Activity: Nothing but a number should be given: how many lines of the records include "Duration"?

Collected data

[Start of section]

PR #794, opened 2020-08-06
Enable arg2 appends in the relayer

cinchurge:
This change updates the `relay.CallFrame` interface to include a `.Arg2Append(key, val []byte)` method, which can be called from the user-provided `RelayHost.Start()` to e.g. inject auth tokens during relays.


cinchurge:
gonna fill in tests

relay.go
```diff
@@ -654,6 +664,80 @@ func (r *Relayer) handleLocalCallReq(cr *lazyCallReq) bool {
...
+
+	return nil
+}
+
+func writeArg2WithAppends(w io.WriteCloser, arg2 []byte, appends []keyVal) (err error) {
+	defer w.Close()
+
+	var nh uint16
+	if len(arg2) > 0 {
+		nh = binary.BigEndian.Uint16(arg2[:2])
```
prashantv, line 698: what if `len(arg2) == 1`? this would panic in that case.

i think if the length of arg2 < 2, we should return an error immediately.

relay.go
```diff
@@ -654,6 +664,80 @@ func (r *Relayer) handleLocalCallReq(cr *lazyCallReq) bool {
...
+	}
+	nh += uint16(len(appends))
+	if err := writeUint16(w, nh); err != nil {
+		return fmt.Errorf("write arg2 nh: %v", err)
+	}
+
+	if len(arg2) > 0 {
```
prashantv, line 705: we're checking `len(arg2) > 0` twice, which is a bit of a code smell.

i think returning an error in the < 2 case might avoid this completely

relay.go
```diff
@@ -654,6 +664,80 @@ func (r *Relayer) handleLocalCallReq(cr *lazyCallReq) bool {
...
+		if _, err := w.Write(arg2[2:]); err != nil {
```
prashantv, line 706: add comments to explain this code -- it makes sense to someone who has the protocol as top of mind, but will be hard to understand in a few months.

relay.go
```diff
@@ -654,6 +664,80 @@ func (r *Relayer) handleLocalCallReq(cr *lazyCallReq) bool {
...
+		}
+		if err := writeLen16Data(w, kv.val); err != nil {
+			return fmt.Errorf("append arg2 val: %v", err)
+		}
+	}
+
+	return nil
+}
+
+func writeLen16Data(w io.Writer, b []byte) error {
```
prashantv, line 722: should we create a `typed.Writer` with this logic? we could follow the same pattern and defer error checking till the very end, so the logic is cleaner to follow

relay.go
```diff
@@ -654,6 +664,80 @@ func (r *Relayer) handleLocalCallReq(cr *lazyCallReq) bool {
...
+	return nil
+}
+
+func writeUint16(w io.Writer, n uint16) error {
+	var sizeBuf [2]byte
+	binary.BigEndian.PutUint16(sizeBuf[:], n)
+	if _, err := w.Write(sizeBuf[:]); err != nil {
+		return err
+	}
+	return nil
```
prashantv, line 738: if we're not wrapping the error, can simplify to:

```suggestion
	_, err := w.Write(sizeBuf[:]); err != nil {
	return err
```

relay.go
```diff
@@ -654,6 +664,80 @@ func (r *Relayer) handleLocalCallReq(cr *lazyCallReq) bool {
...
+
+	return nil
+}
+
+func writeLen16Data(w io.Writer, b []byte) error {
+	if err := writeUint16(w, uint16(len(b))); err != nil {
+		return fmt.Errorf("write data length: %v", err)
+	}
+	if _, err := w.Write(b); err != nil {
+		return fmt.Errorf("write data: %v", err)
```
prashantv, line 727: should we use `%w`?

relay.go
```diff
@@ -694,3 +778,82 @@ func validateRelayMaxTimeout(d time.Duration, logger Logger) time.Duration {
...
+		checksum:    checksum,
+		contents:    contents,
+		frame:       frame,
+	}, contents.Err()
+}
+
+func (rfs *relayFragmentSender) flushFragment(f *writableFragment) error {
+	frame, ok := f.frame.(*Frame)
+	if !ok {
+		return fmt.Errorf("got unexpected frame type: %t", f.frame)
```
prashantv, line 847: should be `%T` for type.

however, this whole thing is unnecessary, not sure why we had a `interface{}`, cleaned up:
https://github.com/uber/tchannel-go/pull/804

relay_messages.go
```diff
@@ -91,17 +91,22 @@ func (cr lazyCallRes) OK() bool {
...
-	caller, method, delegate, key, as []byte
-
 	checksumTypeOffset             uint16
 	arg2StartOffset, arg2EndOffset uint16
 	arg3StartOffset                uint16
 
-	checksumType     ChecksumType
-	isArg2Fragmented bool
+	caller, method, delegate, key, as []byte
+	arg2appends                       []keyVal
```
prashantv, line 107: nit: rename to `arg2Appends` (camel case)

relay_messages_test.go
```diff
@@ -122,6 +122,8 @@ func (cr testCallReq) frameWithParams(p testCallReqParams) *Frame {
 	}
 	payload.WriteUint16(uint16(arg2Len))
 	payload.WriteBytes(p.arg2Buf)
+	payload.WriteUint16(uint16(len(p.arg3Buf)))
+	payload.WriteBytes(p.arg3Buf)
```
prashantv, line 126: we already write out arg3 below, rebase issue?

testutils/call.go
```diff
@@ -158,6 +161,22 @@ func (f *FakeCallFrame) Arg2Iterator() (arg2.KeyValIterator, error) {
...
+	}
+	kv[string(key)] = string(val)
+
+	iterator, err := arg2.NewKeyValIterator(thriftarg2test.BuildKVBuffer(kv))
+	require.NoError(f.tb, err)
+
+	f.arg2KVIterator = iterator
+
+	return
+}
```
prashantv, line 178: i think we should just keep a list of appends, we don't want to really mutate arg2 (that is also not the behaviour of the real call frame)

testutils/channel.go
```diff
@@ -54,6 +54,11 @@ func NewServerChannel(opts *ChannelOpts) (*tchannel.Channel, error) {
 		return nil, fmt.Errorf("NewChannel failed: %v", err)
 	}
 
+	connOpts := ch.ConnectionOptions()
+	if opts.ConnContext != nil {
+		connOpts.ConnContext = opts.ConnContext
+	}
```
prashantv, line 60: rebase issue?

testutils/thriftarg2test/arg2_kv_builder.go
```diff
@@ -21,3 +21,16 @@ func BuildKVBuffer(kv map[string]string) []byte {
 	}
 	return buf[:wb.BytesWritten()]
 }
+
+// ReadKVBuffer converts an arg2 buffer to a string map
+func ReadKVBuffer(b []byte) map[string]string {
```
prashantv, line 26: can we add unit tests?

relay.go
cinchurge: there are some cases where len(arg2) == 0 (no arg2), so I think we'll still have to accommodate that. I'll change the check to avoid the panic

prashantv: I'm not sure I understand when `len(arg2) == 0`, since that seems like a protocol error. No arg2 should result in a length prefix of 0 (2 bytes).

cinchurge: you're right. I somehow ran into some test failures before where it seemed like it was expecting arg2 to be empty, but apparently it was due to some other bug in prior versions. will drop the check

relay.go
cinchurge: we'd be using a mix of %v and %w in the code base, is that ok? or should we make a separate change to update all %v's to %w?

cinchurge:
bump

relay.go
```diff
@@ -467,12 +474,16 @@ func (r *Relayer) handleCallReq(f *lazyCallReq) error {
 
 	f.Header.ID = destinationID
 	call.SentBytes(f.Frame.Header.FrameSize())
```
prashantv, line 476: we're no longer tracking sent bytes accurately when appends are involved.

can you check if this is easy to fix as part of this change, and if not, add a TODO and fix as a follow up?

relay.go
```diff
@@ -654,6 +665,61 @@ func (r *Relayer) handleLocalCallReq(cr *lazyCallReq) bool {
...
+
+	if err := NewArgWriter(fragWriter.ArgWriter(true)).Write(f.arg3()); err != nil {
+		return errors.New("arg3 write failed")
+	}
+
+	return nil
+}
+
+func writeArg2WithAppends(w io.WriteCloser, arg2 []byte, appends []keyVal) (err error) {
+	defer w.Close()
```
prashantv, line 696: should we be closing if arg2 is fragmented?

actually, is arg2 is fragmented, i thought we don't support appending arg2, so the check on line 684 probably should happen earlier and return an error?

relay.go
```diff
@@ -654,6 +665,61 @@ func (r *Relayer) handleLocalCallReq(cr *lazyCallReq) bool {
...
+	if err := writeArg2WithAppends(arg2Writer, f.arg2(), f.arg2Appends); err != nil {
+		return fmt.Errorf("write arg2: %v", err)
+	}
+	if f.isArg2Fragmented {
+		return nil
+	}
+
+	if err := NewArgWriter(fragWriter.ArgWriter(true)).Write(f.arg3()); err != nil {
+		return errors.New("arg3 write failed")
+	}
```
prashantv, line 690: does using `NewArgWriter` have a performance overhead / allocs? It's a little bit more verbose to do it without the arg writer so want to understand if there's a performance impact here

relay.go
prashantv, line 696: we're losing errors on close here which may not be safe?

testutils/call.go
```diff
@@ -95,8 +96,14 @@ func NewIncomingCall(callerName string) tchannel.IncomingCall {
 	return &FakeIncomingCall{CallerNameF: callerName}
 }
 
+// KeyVal is a pair of keyword and values which can be appended to arg2
+type KeyVal struct {
+	Key, Val []byte
```
prashantv, line 101: should this just be `string`? we use `[]byte` for performance but the test versions just store strings, see below for service/method/caller

testutils/thriftarg2test/arg2_kv.go
```diff
@@ -21,3 +21,16 @@ func BuildKVBuffer(kv map[string]string) []byte {
...
+func ReadKVBuffer(b []byte) map[string]string {
+	rbuf := typed.NewReadBuffer(b)
+	nh := rbuf.ReadUint16()
+	retMap := make(map[string]string, nh)
+	for i := uint16(0); i < nh; i++ {
+		key := rbuf.ReadLen16String()
+		val := rbuf.ReadLen16String()
+		retMap[key] = val
+	}
+	return retMap
```
prashantv, line 35: should we verify if there's any data left in the `[]byte`? we should verify that the bytes are fully consumed for testing

typed/writer_test.go
```diff
@@ -0,0 +1,81 @@
+package typed
+
+import (
+	"errors"
+	"testing"
+
+	"github.com/stretchr/testify/assert"
+
```
prashantv, line 8: nit: delete blank between imports

typed/writer_test.go
```diff
@@ -0,0 +1,81 @@
...
+	"github.com/stretchr/testify/require"
+)
+
+type dummyWriter struct {
+	calls        int
+	bytesWritten []byte
+	retError     []string
```
prashantv, line 15: suggest using a `map` to make this easier to work with in tests

cinchurge:
Difference in relay benchmarks is within the noise level:
```
$ cat benchmark.log | grep allocs
   14970	     77299 ns/op	  13.25 MB/s	     441 B/op	      12 allocs/op
   16476	     64064 ns/op	  15.98 MB/s	     485 B/op	      12 allocs/op
   13135	     97519 ns/op	  42.00 MB/s	     502 B/op	      12 allocs/op
$ cat baseline.log | grep allocs
   14842	     82737 ns/op	  12.38 MB/s	     435 B/op	      12 allocs/op
   17737	     59040 ns/op	  17.34 MB/s	     487 B/op	      12 allocs/op
   11094	    100041 ns/op	  40.94 MB/s	     489 B/op	      12 allocs/op
```
There is a slight increase in bytes allocated for lazyCallReq creation, though that is expected:
```
$ cat benchmark.log
BenchmarkCallReqFrame-8   	 4555321	       238 ns/op	     176 B/op	       1 allocs/op
$ cat baseline.log
BenchmarkCallReqFrame-8   	 4975362	       240 ns/op	     144 B/op	       1 allocs/op
```

typed/writer_test.go
```diff
@@ -0,0 +1,81 @@
...
+	}
+
+	for _, tt := range tests {
+		t.Run(tt.msg, func(t *testing.T) {
+			w := NewWriter(tt.w)
+			w.err = tt.previousError
+
+			w.WriteUint16(1)
+			w.WriteBytes([]byte{2})
+			w.WriteLen16Bytes([]byte{4, 5, 6})
```
prashantv, line 72: can you declare these at the top, so it's easier to understand the test cases. e.g., 
```
writes := func(w *typed.Writer) {
  w.WriteUint16(1)
  ...
}
```

prashantv:
> Difference in relay benchmarks is within the noise level:
> 
> ```
> $ cat benchmark.log | grep allocs
>    14970	     77299 ns/op	  13.25 MB/s	     441 B/op	      12 allocs/op
>    16476	     64064 ns/op	  15.98 MB/s	     485 B/op	      12 allocs/op
>    13135	     97519 ns/op	  42.00 MB/s	     502 B/op	      12 allocs/op
> $ cat baseline.log | grep allocs
>    14842	     82737 ns/op	  12.38 MB/s	     435 B/op	      12 allocs/op
>    17737	     59040 ns/op	  17.34 MB/s	     487 B/op	      12 allocs/op
>    11094	    100041 ns/op	  40.94 MB/s	     489 B/op	      12 allocs/op
> ```
> 
> There is a slight increase in bytes allocated for lazyCallReq creation, though that is expected:
> 
> ```
> $ cat benchmark.log
> BenchmarkCallReqFrame-8   	 4555321	       238 ns/op	     176 B/op	       1 allocs/op
> $ cat baseline.log
> BenchmarkCallReqFrame-8   	 4975362	       240 ns/op	     144 B/op	       1 allocs/op
> ```

Since we don't modify the relay without modification path, this is expected. What is the performance impact of the appends though?

cinchurge:
gonna add tests for the sentBytes change

testutils/call.go
cinchurge: `CallFrame.Arg2Append()` accepts `[]byte`, so we'd have to convert the inputs to strings when storing them. probably a bit redundant?

relay.go
cinchurge:
```
$ cat withappends.log | grep allocs
   10214	    114906 ns/op	   8.91 MB/s	    1025 B/op	      23 allocs/op
$ cat withappends-noargwriterhelper.log | grep allocs
   10196	    122726 ns/op	   8.34 MB/s	    1025 B/op	      23 allocs/op
```
seems there isn't much of a difference...

cinchurge:
> Since we don't modify the relay without modification path, this is expected. What is the performance impact of the appends though?
```
$ cat withappends.log | grep allocs
   10214	    114906 ns/op	   8.91 MB/s	    1025 B/op	      23 allocs/op
$ cat withoutappends.log | grep allocs
    9610	    124755 ns/op	   8.21 MB/s	     475 B/op	      12 allocs/op
```
there is a rather big hit on allocs, but since we're allocating a completely new frame I think it's still somewhat reasonable. I'm slightly worried about the ns/op, which seems to increase by about 8.5%, not trivial for sure....

prashantv:
> > Since we don't modify the relay without modification path, this is expected. What is the performance impact of the appends though?
> 
> ```
> $ cat withappends.log | grep allocs
>    10214	    114906 ns/op	   8.91 MB/s	    1025 B/op	      23 allocs/op
> $ cat withoutappends.log | grep allocs
>     9610	    124755 ns/op	   8.21 MB/s	     475 B/op	      12 allocs/op
> ```
> 
> there is a rather big hit on allocs, but since we're allocating a completely new frame I think it's still somewhat reasonable. I'm slightly worried about the ns/op, which seems to increase by about 8.5%, not trivial for sure....

The frame is allocated from a pool (and released to a pool) so we actually should have 0 allocs from the new frame allocation. Do you have a sense of where the additional allocs are coming from? The performance impact doesn't seem too bad given the allocs actually (almost 2x allocs, but only a 10% performance hit), but would like to see if the alloc increase is expected, and make note of what we should optimize as follow ups.

benchmark/real_relay.go
```diff
@@ -24,6 +24,8 @@ import (
 	"errors"
 	"os"
 
+	"github.com/uber/tchannel-go/testutils"
```
prashantv, line 27: nit: import order

relay.go
```diff
@@ -466,13 +474,18 @@ func (r *Relayer) handleCallReq(f *lazyCallReq) error {
...
 
 	f.Header.ID = destinationID
-	call.SentBytes(f.Frame.Header.FrameSize())
+
+	if len(f.arg2Appends) > 0 {
+		return r.fragmentingSend(call, f, relayToDest, origID)
+	}
+
+	call.SentBytes(uint(f.Frame.Header.FrameSize()))
+
```
prashantv, line 483: nit: delete blank line, we want the `SentBytes` close to the `Receive` ideally

relay.go
```diff
@@ -654,6 +667,63 @@ func (r *Relayer) handleLocalCallReq(cr *lazyCallReq) bool {
...
+func (r *Relayer) fragmentingSend(call RelayCall, f *lazyCallReq, relayToDest relayItem, origID uint32) error {
+	// TODO(echung): should we pool the writers?
+	fragWriter := newFragmentingWriter(
+		r.logger, r.newFragmentSender(relayToDest.destination, f, origID, call),
+		f.checksumType.New(),
+	)
+	defer r.conn.opts.FramePool.Release(f.Frame)
+
+	if len(f.arg2Appends) > 0 && f.isArg2Fragmented {
+		return errFragmentedArg2WithAppend
```
prashantv, line 679: `len(f.arg2Appends) > 0` is assumed if we're in this method right?

Do we have any unit tests for this case?

relay.go
```diff
@@ -654,6 +667,63 @@ func (r *Relayer) handleLocalCallReq(cr *lazyCallReq) bool {
...
+	}
+
+	arg2Writer, err := fragWriter.ArgWriter(false)
```
prashantv, line 682: naked bool,
https://github.com/uber-go/guide/blob/master/style.md#avoid-naked-parameters

relay_api.go
```diff
@@ -44,7 +44,7 @@ type RelayCall interface {
 	Destination() (peer *Peer, ok bool)
 
 	// SentBytes is called when a frame is sent to the destination peer.
-	SentBytes(uint16)
+	SentBytes(uint)
```
prashantv, line 47: it's a little odd to have `uint` here, but `uint16` for received bytes. Some alternatives:
 * call `SentBytes` for each frame, so we can keep it `uint16`
 * modify both `SentBytes` and `ReceivedBytes` to `uint`

The first has no impact on Muttley. The latter will need some minor fixes in Muttley since it's technically a breaking change (but since this is an internal API, that's not a big deal)

relay_fragment_sender_test.go
```diff
@@ -0,0 +1,272 @@
...
+
+import (
+	"errors"
+	"testing"
+
+	"github.com/uber/tchannel-go/testutils/thriftarg2test"
+
+	"github.com/stretchr/testify/assert"
+	"github.com/stretchr/testify/require"
+	"github.com/uber/tchannel-go/typed"
```
prashantv, line 11: nit: import ordering. OK either either single group for everything, or break into 2 groups (one for tchannel, one for others). right now it's a mix

relay_test.go
```diff
@@ -1403,6 +1403,72 @@ func TestRelayTransferredBytes(t *testing.T) {
...
+				ctx, cancel := NewContext(testutils.Timeout(300 * time.Millisecond))
+				defer cancel()
+
+				sendArgs := &raw.Args{
+					Arg2: thriftarg2test.BuildKVBuffer(map[string]string{"foo": "bar"}),
+					Arg3: tt.arg3,
+				}
+
+				recvArg2, recvArg3, _, err := raw.Call(ctx, client, rly.PeerInfo().HostPort, ts.ServiceName(), "echo", sendArgs.Arg2, sendArgs.Arg3)
+				if !assert.NoError(t, err, "Call from %v (%v) to %v (%v) failed", client.ServiceName(), client.PeerInfo().HostPort, ts.ServiceName(), rly.PeerInfo().HostPort) {
```
prashantv, line 1451: can we use `require.NoError` instead of return?

testutils/call.go
prashantv: True, but since it's a test-only helper, and we are often dealing with strings, I think that should be ok.

testutils/thriftarg2test/arg2_kv.go
```diff
@@ -0,0 +1,52 @@
...
+	rbuf := typed.NewReadBuffer(b)
+	nh := rbuf.ReadUint16()
+	retMap := make(map[string]string, nh)
+	for i := uint16(0); i < nh; i++ {
+		key := rbuf.ReadLen16String()
+		val := rbuf.ReadLen16String()
+		retMap[key] = val
+	}
+	if rbuf.BytesRemaining() > 0 {
+		return nil, errors.New("kv buffer wasn't fully consumed")
```
prashantv, line 43: can we use `fmt.Errorf` and include the number of bytes not consumed?

relay.go
cinchurge: the assumption was that we'd be reusing this for `Arg2Set()` in the future as well. the name of the method also doesn't explicitly say `append` in it, so I think being explicit about what this check is for is better

relay_api.go
cinchurge: went with the second approach

cinchurge:
> > > Since we don't modify the relay without modification path, this is expected. What is the performance impact of the appends though?
> > 
> > 
> > ```
> > $ cat withappends.log | grep allocs
> >    10214	    114906 ns/op	   8.91 MB/s	    1025 B/op	      23 allocs/op
> > $ cat withoutappends.log | grep allocs
> >     9610	    124755 ns/op	   8.21 MB/s	     475 B/op	      12 allocs/op
> > ```
> > 
> > 
> > there is a rather big hit on allocs, but since we're allocating a completely new frame I think it's still somewhat reasonable. I'm slightly worried about the ns/op, which seems to increase by about 8.5%, not trivial for sure....
> 
> The frame is allocated from a pool (and released to a pool) so we actually should have 0 allocs from the new frame allocation. Do you have a sense of where the additional allocs are coming from? The performance impact doesn't seem too bad given the allocs actually (almost 2x allocs, but only a 10% performance hit), but would like to see if the alloc increase is expected, and make note of what we should optimize as follow ups.

after some pprof'ing, I was able to attribute most of the allocs to two categories. First, the ones that didn't scale with the number of appends:
1. allocation of `relayFragmentingSender`: this can be eliminated with a `sync.Pool`
2. allocation of `writableFragment`: this can also be eliminated with `sync.Pool`

Then the ones that scale with appends, which are problematic:
1. The `append()` that is done on each call to `CallFrame.Arg2Append()`
2. Surprisingly, the `var sizeBuf [2]byte` were also allocations, and allocated on each call to `typed.Writer.WriteUint16()`

After address the above, and changing `CallFrame.Arg2Append(key, val []byte)` to `CallFrame.Arg2Append([]KeyVal)` (which merely assigned that slice instead of appending), I was able to reduce the new allocations down to 19 allocs/op, which also didn't scale with the number fo appends.

cinchurge:
new benchmark results:
```
    8790	    132885 ns/op	   7.71 MB/s	     762 B/op	      19 allocs/op
```

cinchurge:
need to fix a few things :(

relay.go
```diff
@@ -654,6 +666,70 @@ func (r *Relayer) handleLocalCallReq(cr *lazyCallReq) bool {
...
+func writeArg2WithAppends(w io.WriteCloser, arg2 []byte, appends []relay.KeyVal) (err error) {
+	if len(arg2) < 2 {
+		return errNoNHInArg2
+	}
+
+	writer := typed.NewWriter(w)
+
+	// nh:2 is the first two bytes of arg2, which should always be present
+	nh := binary.BigEndian.Uint16(arg2[:2]) + uint16(len(appends))
+	writer.WriteUint16(nh)
```
prashantv, line 709: we're using `WriteUint16` here but manually encode to `sizeBuf` and write below? seems like we might be losing the optimization here?

if we end up converting to uint16 manually here, then the typed writer probably isn't adding much value. We may be better off writing to the `[]byte` directly

relay.go
```diff
@@ -694,3 +770,91 @@ func validateRelayMaxTimeout(d time.Duration, logger Logger) time.Duration {
...
+	if !sent {
+		rfs.failRelayItemFunc(rfs.outboundRelayItems, rfs.origID, failure)
+		return nil
+	}
+	return nil
+}
+
+func (rfs *relayFragmentSender) doneSending() {
+	rfs.call.SentBytes(rfs.sentBytes)
+	fragmentSenderPool.Put(rfs)
```
prashantv, line 859: same as above, are we 100% sure that the fragment sender is never used after?

maybe this should be a TODO with a follow up when we're definite, and we may want to put safety checks to ensure it's not reused

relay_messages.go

[End of section]

Output of the task: 2